Ce document présente la configuration d'un serveur FreeBSD pour que des clients "diskless" (sans système d'exploitation local) puissent démarrer dessus. Les avantages sont multiples, en particulier si le parc de machines est important: les mises à jour et l'installation de packages sont en effet centralisés.

Matériel requis

Pas de particularité pour le serveur, si ce n'est une machine relativement puissante et des disques rapides (voire redondant en RAID5 par exemple). Les solutions Escalade de 3ware sont intéressantes pour créer un système RAID5 à moindre frais en utilisant des disques IDE (de plus, le driver pilotant ces cartes (twe) est intégré dans le noyau générique, il est possible d'installer FreeBSD directement depuis une disquette de boot ou un CD d'installation standard).

Pour les machines clientes, il faut que la carte réseau supporte les protocoles BOOTP et PXE. Il est également possible de flasher l'EEPROM de la carte réseau si celle-ci le permet afin de charger le noyau via NFS (grace aux utilitaires etherboot que vous trouverez dans les ports). Les cartes Intel Etherexpress Pro 100 me paraissent les plus adaptées.

Installation du serveur

Il faut installer FreeBSD avec les sources pour avoir accès au script qui crée l'arborescence de base pour une machine diskless. La première chose à faire est de lancer ce script en tant que root par la commande:

cd /usr/src/share/examples/diskless
./clone_root all
    

Le script crée le répertoire /diskless_root à la racine. C'est ce répertoire qui servira de base à toutes les machines diskless.

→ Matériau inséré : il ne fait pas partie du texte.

PR #3841, opened 2026-09-03
[Store] Add bounded standby promotion handoff

Icedcoco:
## Description

Depends on #3811.

Implement PR-N07 bounded standby promotion for the batch-OpLog snapshot path:

- move the complete `StandbyMetadataStore` into a move-only promotion context instead of exporting a second full object vector;
- carry the applied batch/sequence cursor, producer view, segments, and maximum live `ReplicaID` through the handoff;
- drain and install primary metadata in bounded object chunks while preserving cross-chunk validation and allocator accounting;
- use `batch_oplog_retry_timeout_sec` as a no-progress timeout during final catch-up instead of a fixed 30-second total deadline;
- keep the legacy snapshot vector path unchanged and keep RPC registration behind the complete restore gate.

GitHub cannot use `dev/oplog-ha-prs/I00` as the upstream base because that branch exists only in the contributor fork. #3811 is now merged into `main`; this branch has been rebased onto the resulting `main` and is N07-only. The N07 commit is [d3d418584](https://github.com/Icedcoco/Mooncake/commit/d3d418584c57538735b3fba89cb02a4c63fb5584).

#3806 also edits `RestoreFromStandbySnapshot`, but for different semantics: it tolerates and discards malformed objects. This PR bounds ownership and conversion memory while retaining the current R01 fail-closed behavior. If #3806 lands first, the shared restore implementation will need a semantic rebase rather than duplicating either path.

## Module

## Type of Change

- [x] New feature
- [x] Performance improvement

## How Has This Been Tested?

**Test commands:**
```bash
cmake --build /tmp/mooncake-n07-build --target hot_standby_service_test hot_standby_snapshot_bootstrap_test standby_metadata_store_test batch_oplog_snapshot_provider_test batch_oplog_snapshot_promotion_test master_service_ha_test batch_oplog_promotion_bench -j8
ctest --test-dir /tmp/mooncake-n07-build --output-on-failure -R '(^hot_standby_service_test$|^hot_standby_snapshot_bootstrap_test$|^standby_metadata_store_test$|^batch_oplog_snapshot_provider_test$|^batch_oplog_snapshot_promotion_test$|^master_service_ha_test$)'
/tmp/mooncake-n07-build/mooncake-store/benchmarks/batch_oplog_promotion_bench --objects=10000 --chunk_objects=128
```

The build used `STORE_USE_ETCD=ON` so the final catch-up tests were compiled.

**Test results:**
- [x] Six related test targets passed, including the complete `master_service_ha_test` suite
- [x] Snapshot-only provider fallback and empty batch namespace promotion regressions passed
- [x] Eight `PromotionCatchUpTest` cases passed
- [x] Synthetic 10,000-object promotion completed in 108 ms with 70.9 MB peak RSS in this debug build
- [x] C++ formatting, whitespace, conflict, large-file, spelling, and CMake formatting hooks passed; unrelated pre-existing CMake reformatting was left out per `AGENTS.md`

## Checklist

- [x] I have formatted my code using the project formatter
- [ ] I have run pre-commit on the files changed in this PR and all hooks pass (see the scoped CMake note above)
- [x] Documentation update is not applicable; N08 owns configuration and production wiring
- [x] RFC #3167 covers this change

## AI Assistance Disclosure

- [x] AI tools were used (Codex implemented the change, tests, benchmark, and local verification)

The human submitter must review every changed line and be able to defend the change end-to-end before merge.

### DIFF
--- a/mooncake-store/benchmarks/CMakeLists.txt
+++ b/mooncake-store/benchmarks/CMakeLists.txt
@@ -52,6 +52,10 @@ target_link_libraries(
   batch_evict_bench PRIVATE mooncake_store cachelib_memory_allocator
                             gflags::gflags glog::glog pthread)
 
+add_executable(batch_oplog_promotion_bench batch_oplog_promotion_bench.cpp)
+target_link_libraries(batch_oplog_promotion_bench PRIVATE mooncake_store
+                                                          gflags::gflags)
+
 if(STORE_USE_ETCD)
   add_executable(oplog_batch_bench oplog_batch_bench.cpp)
   target_link_libraries(
--- a/mooncake-store/benchmarks/batch_oplog_promotion_bench.cpp
+++ b/mooncake-store/benchmarks/batch_oplog_promotion_bench.cpp
@@ -1,0 +1,84 @@
+#include <gflags/gflags.h>
+#include <glog/logging.h>
+
+#include <chrono>
+#include <fstream>
+#include <iostream>
+#include <limits>
+#include <string>
+
+#include "ha/snapshot/batch_oplog/promotion.h"
+#include "master_service.h"
+
+DEFINE_uint64(objects, 100000, "Synthetic standby object count");
+DEFINE_uint64(chunk_objects, 1000, "Objects drained per chunk");
+
+namespace {
+
+size_t PeakRssBytes() {
+    std::ifstream status("/proc/self/status");
+    std::string name;
+    size_t rss_kib = 0;
+    while (status >> name) {
+        if (name == "VmHWM:") {
+            status >> rss_kib;
+            break;
+        }
+        status.ignore(std::numeric_limits<std::streamsize>::max(), '\n');
+    }
+    return rss_kib * 1024;
+}
+
+}  // namespace
+
+int main(int argc, char** argv) {
+    google::InitGoogleLogging(argv[0]);
+    FLAGS_logtostderr = true;
+    gflags::ParseCommandLineFlags(&argc, &argv, true);
+    if (FLAGS_objects == 0 || FLAGS_chunk_objects == 0 ||
+        FLAGS_objects == std::numeric_limits<uint64_t>::max() ||
+        FLAGS_chunk_objects > std::numeric_limits<size_t>::max()) {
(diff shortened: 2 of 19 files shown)


catyans:
Nice direction—the move-only handoff removes the second full object vector, while restore keeps cross-chunk duplicate, range, and capacity validation, and RPC registration remains behind the completed restore. One non-blocking question: `producer_view_version` and `applied_cursor.batch_id` are carried through the handoff and supervisor, but `RestoreFromBatchOpLogPromotion()` currently consumes only `last_seq` and `max_replica_id`. IIUC the new primary already claims its own producer view and the writer reloads the durable prefix from storage, so are these two fields intentionally informational for N08? If so, documenting that contract (or asserting the expected relationship) would keep them from looking like unenforced safety state.

Icedcoco:
Yes, this is intentional. producer_view_version is diagnostic only: the new primary claims and uses its own leader view, so it must not reuse the standby’s view. applied_cursor.batch_id is retained for cursor identity and audit; the batch reader already validates batch/sequence continuity, while the new primary writer reloads the authoritative full DurablePrefix from the backend. Therefore the restore path only needs the sequence portion and max_replica_id; no runtime change is required. A short comment can make this contract explicit. @catyans

Icedcoco:
Fixed in `347f1a2c9`:

- Legacy `RestoreFromStandbySnapshot()` keeps the contiguous `vector<pair<...>> + sort` range validation path; only bounded batch promotion uses the cross-chunk `std::map` index.
- `HotStandbyService::Start()` recreates a detached `StandbyMetadataStore` before constructing `OpLogApplier`, so a failed primary restore can restart standby and bootstrap again instead of passing a null store.
- Added regressions for snapshot-only fallback, empty batch namespace zero cursor, and restart after batch detach.

Validation: scoped pre-commit passed; promotion tests 7/7, final catch-up tests 10/10, and restore-related HA tests 16/16 passed. The complete `master_service_ha_test` suite also passed in the same ETCD-enabled build.

Aionw (approved):
LGTM

ykwd (approved):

Nous devons également configurer 2 services: un qui attribuera une IP à la machine qui en fait la demande (le démon bootpd) et un qui fournira le noyau à la machine (tftpd).

Le serveur bootpd

Nous utiliserons bootpd car il fait partie de l'installation de base et qu'il suffit parfaitement à ce que nous voulons faire. Il est également possible d'utiliser le serveur DHCP isc-dhcpd mais nous ne détaillerons pas sa configuration ici.

bootpd est lancé par inetd, décommentez la ligne suivante dans /etc/inetd.conf:

bootps dgram   udp     wait    root    /usr/libexec/bootpd     bootpd
    

La configuration se fait par le fichier /etc/bootptab. En voici un exemple:

.default:\
        :sm=255.255.255.0:\
        :gw=10.2.3.1:\
        :ht=ether:\
        :vm=rfc1048:\
        :rp="10.2.3.2:/diskless_root":\
        :td=/tftpboot:
crawl01:bf="pxeboot":ip=10.2.3.10:ha=0020ed123456:tc=.default:
crawl02:bf="pxeboot":ip=10.2.3.11:ha=0020ed123457:tc=.default:
    

sm est le masque réseau
gw la gateway
ht le type de matériel des clients (ici de l'ethernet)
vm la norme utilisée
rp l'adresse réseau de la partition root (/)
td le répertoire où l'on trouvera le noyau

les lignes crawl01 et crawl02 sont spécifiques aux clients qui vont se connecter (si vous rajoutez de nouvelles machines sur votre réseau, c'est ici qu'il faudra renseigner le serveur bootp)
bf est le nom du fichier contenant le kernel (ici pxeboot)
ip l'adresse ip qui sera attribuée
ha l'adresse mac de la carte
tc la configuration à utiliser (ici .default, on pourrait avoir plusieurs sections)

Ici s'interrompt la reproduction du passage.